Mono Lake is 150 miles in a straight line from the ocean -- and between it and the ocean are one or two ranges of mountains -- yet thousands of sea-gulls go there every season to lay their eggs and rear their young. One would as soon expect to find sea-gulls in Tennessee. And in this connection let us observe another instance of Nature's wisdom. The islands in the lake being merely huge masses of lava, coated over with ashes and pumice stone, and utterly innocent of vegetation or anything that would burn; and the sea-gulls' eggs being entirely useless to any body unless they be cooked, Nature has provided an unfailing spring of boiling water on the largest island, and you can put your eggs in there, and in four minutes you can boil them as hard as any statement I have made during the past fifteen years. Within ten feet of the boiling spring is a spring of pure cold water, sweet and wholesome. So, in that island you get your board and washing free of charge -- and if nature had gone further and furnished a nice American hotel clerk who was crusty and disobliging, and didn't know any thing about the time tables, or the railroad routes -- or -- any thing -- and was proud of it -- I would not wish for a more desirable boarding house.

Half a dozen little mountain brooks flow into Mono Lake, but not a stream of any kind flows out of it. It neither rises nor falls, apparently, and what it does with its surplus water is a dark and bloody mystery. All the rivers of Nevada sink into the earth mysteriously after they have run 100 miles or so -- none of them flow to the sea, as is the fashion of rivers in all other lands.

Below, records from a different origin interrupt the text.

PR #4384, opened 2023-09-21
Allow multiple inference engines in single script

mrwyattii:
The `InferenceEngine` relies on some global values and fails to clean up workspaces such that if we try to run multiple models via DeepSpeed-Inference in a single script (see example below), we get errors like this:
```bash
RuntimeError: The specified pointer resides on host memory and is not registered with any CUDA device.
```

This PR adds a `destroy()` method that will be automatically called on subsequent invocations of `deepspeed.init_inference()`.

example.py:
```python
import os
import torch
import deepspeed
from transformers import pipeline

local_rank = int(os.environ.get("LOCAL_RANK", 0))
world_size = int(os.environ.get("WORLD_SIZE", 1))

model1 = "bigscience/bloom-560m"
task1 = "text-generation"
pipe1 = pipeline(task1, model1, torch_dtype=torch.float16, device=local_rank)
pipe1.model = deepspeed.init_inference(
    pipe1.model,
    dtype=torch.float16,
    replace_with_kernel_inject=True,
    mp_size=world_size,
)
print(model1, pipe1("test one two"))

model2 = "gpt2"
task2 = "text-generation"
pipe2 = pipeline(task2, model2, torch_dtype=torch.float16, device=local_rank)
pipe2.model = deepspeed.init_inference(
    pipe2.model,
    dtype=torch.float16,
    replace_with_kernel_inject=True,
    mp_size=world_size,
)
print(model2, pipe2("test one two"))
```

Co-authored-by: Jeff Rasley <jeffra45@gmail.com>

### DIFF
--- a/deepspeed/inference/engine.py
+++ b/deepspeed/inference/engine.py
@@ -27,7 +27,6 @@ from ..module_inject.auto_tp import AutoTP
 
 from ..module_inject.replace_policy import generic_policies
 from ..module_inject.auto_tp_model_utils import build_bloom_alibi_tensor, build_mpt_atten_bias_tensor, build_mpt_alibi_tensor
-from ..model_implementations.transformers.ds_transformer import DeepSpeedTransformerInference, inference_module
 from ..ops.transformer.inference.ds_attention import DeepSpeedSelfAttention
 
 DS_INFERENCE_ENABLED = False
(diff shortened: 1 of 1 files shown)


RezaYazdaniAminabadi (approved):

deepspeed/inference/engine.py
```diff
@@ -174,6 +179,11 @@ def __init__(self, model, config):
         # Check if local CUDA graphs can be created in replacement modules
         self.local_cuda_graph = self._local_cuda_graph_used(self.module)
 
+    def destroy(self):
+        DeepSpeedTransformerInference.layer_id = 0
+        DeepSpeedSelfAttention.num_layers = 0
+        inference_module.release_workspace()
```
jeffra, line 185: Just in case a user wants to explicitly called destroy, might be nice to prevent an `AttributeError` in certain cases

```suggestion
        if inference_module is not None:
            inference_module.release_workspace()
```

PR #4390, opened 2023-09-23
Add condition when dimension is greater than 2

ajindal1:
When dimension is greater than 2, grad_bias should be calculated differently.


ajindal1:
@pengwa suggested this change.

tjruwase (approved):

ajindal1:
> @ajindal1, thanks for the PR. Can you please add a unit test for this case?
@tjruwase Thanks for reviewing and merging the PR, we will work on adding a unit test.

PR #4391, opened 2023-09-23
Add torch no grad condition

ajindal1:
Add torch no grad condition for param ds_tensor otherwise torch tracer will complain


ajindal1:
@pengwa suggested this change.

tjruwase (approved):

There are only two seasons in the region round about Mono Lake and these are, the breaking up of one Winter and the beginning of the next. More than once I have seen a perfectly blistering morning open up with the thermometer at ninety degrees at eight o'clock, and seen the snow fall fourteen inches deep and that same identical thermometer go down to forty-four degrees under shelter, before 9 o'clock at night. Under favorable circumstances it snows at least once in every single month in the year in the little town of Mono. So uncertain is the climate in Summer that a lady who goes out visiting cannot hope to be prepared for all emergencies unless she takes her fan under one arm and her snow shoes under the other. When they have a Fourth of July procession it generally snows on them, and they do say that as a general thing when a man calls for a brandy toddy there, the bar keeper chops it off with a hatchet and wraps it up in a paper, like maple sugar. And it is further reported that the old soakers haven't any teeth -- wore them out eating gin cocktails and brandy punches. I don't endorse that statement -- I simply give it for what it is worth -- and it is worth -- well, I should say, millions, to any man who can believe it without straining himself. But I do endorse the snow on the Fourth of July because I know that to be true.